# More Kitchen Workspace



## Dene (Oct 18, 2006)

Several years ago we bought a Casita and used it until we bought the OB last Nov. Every inch counted and I do not like any of the things that cover sinks that come from the factory. Worthless in my book. I already had a large cake rack and if fit the sink like it was made for it. When we sold the Casita I kept the cake rack to use in the OB. You can place hot, heavy pans on it, pour water down thru the rack, use it when you want it and put it out of the way in a hurry. Easy to clean and light weight.
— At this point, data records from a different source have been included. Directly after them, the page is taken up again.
PR #278, opened 2019-11-24
Add toast notifications to mobile (former "Replace nofilter flags with safer solution")

DurkoMatko:
**change**: replace all mobile notifications (DOM elements from smarty templates) by noty toast notifications (showing smarty DOM notification is still possible by passing message GET parameter)
**change**: adjusted cypress moibile tests to expect toast notifications

### DIFF
--- a/assets/js/mobile.js
+++ b/assets/js/mobile.js
@@ -24,3 +24,15 @@ function updateSizes(size){
 		$('#field_size_id').prepend('<option selected value="">Select a size</option>');
 	}
 }
+
+function saveBoxNotification(boxId, boxNumber, itemsCount, product, boxLocation){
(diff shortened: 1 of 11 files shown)


DurkoMatko:
[Not escape html in savebox on mobile](https://trello.com/c/J44LwGJ6/383-not-escape-html-in-savebox-on-mobile)

DurkoMatko:
[Not escape html in barcode.php](https://trello.com/c/pydMp0zb/382-not-escape-html-in-barcodephp)

jamescrowley:
@DurkoMatko how do you feel about this having tried the approach? I'm a little concerned I've nudged you in a direction that doesn't seem that nice now that I look at it, because of the number of random parameters you have to scatter all over the place.

DurkoMatko:
@jamescrowley It felt like making something work what's not supposed to be there 😄  We can do notifications by creating templates for notifications if this is something we don't want. And potentially hide/remove those DOM elements by some JS timer, so they act bit more like notifications. It's a pity that I've spent time on this but yeah, whatever..If it's not good, it's not good :D

HaGuesto:
closing due to redesign of corresponding task https://trello.com/c/PcDxAcMq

I remove ours before going down the road. In the Casita I only had one very small kitchen sink. Guess it is a hold over from that but I use the small OB sink to wash my dishes and use the cake rack over the big sink to place the clean ones to dry. This really is not a true mod I know but to me it has been so useful I thought I would share.


----------



## Rubrhammer (Nov 27, 2006)

I like that!


----------



## Dene (Oct 18, 2006)

Rubrhammer said:


> I like that!


Thanks, Bob. That is the first pic I have tried to post and I goofed it up. I'll try to figure out what I did wrong and repost it later. At least you got the idea of what I did.


----------



## ron4jon (Sep 26, 2005)

Very cool idea and I plan to do this also. Thanks.........!


----------



## z-family (Oct 2, 2004)




----------



## Scrib (Jun 28, 2005)

Wow, that's ingenious







I'll have to go take some measurements and see if I can find something like that.


----------



## HootBob (Apr 26, 2004)

Nice Idea









Don


----------



## rms0726ea (Aug 9, 2006)

cool deal


----------



## N7OQ (Jun 10, 2006)

That is a really good idea, I didn't like the sink cover because you can't use the sink so this is much better.


----------



## Oregon_Camper (Sep 13, 2004)

think she wanted to post in this size...


----------



## LarryTheOutback (Jun 15, 2005)

Great idea!

Ed


----------



## JimBo99 (Apr 25, 2006)

Great idea Dene! We too sold our Casita and bought an OB just last May. What a difference!!!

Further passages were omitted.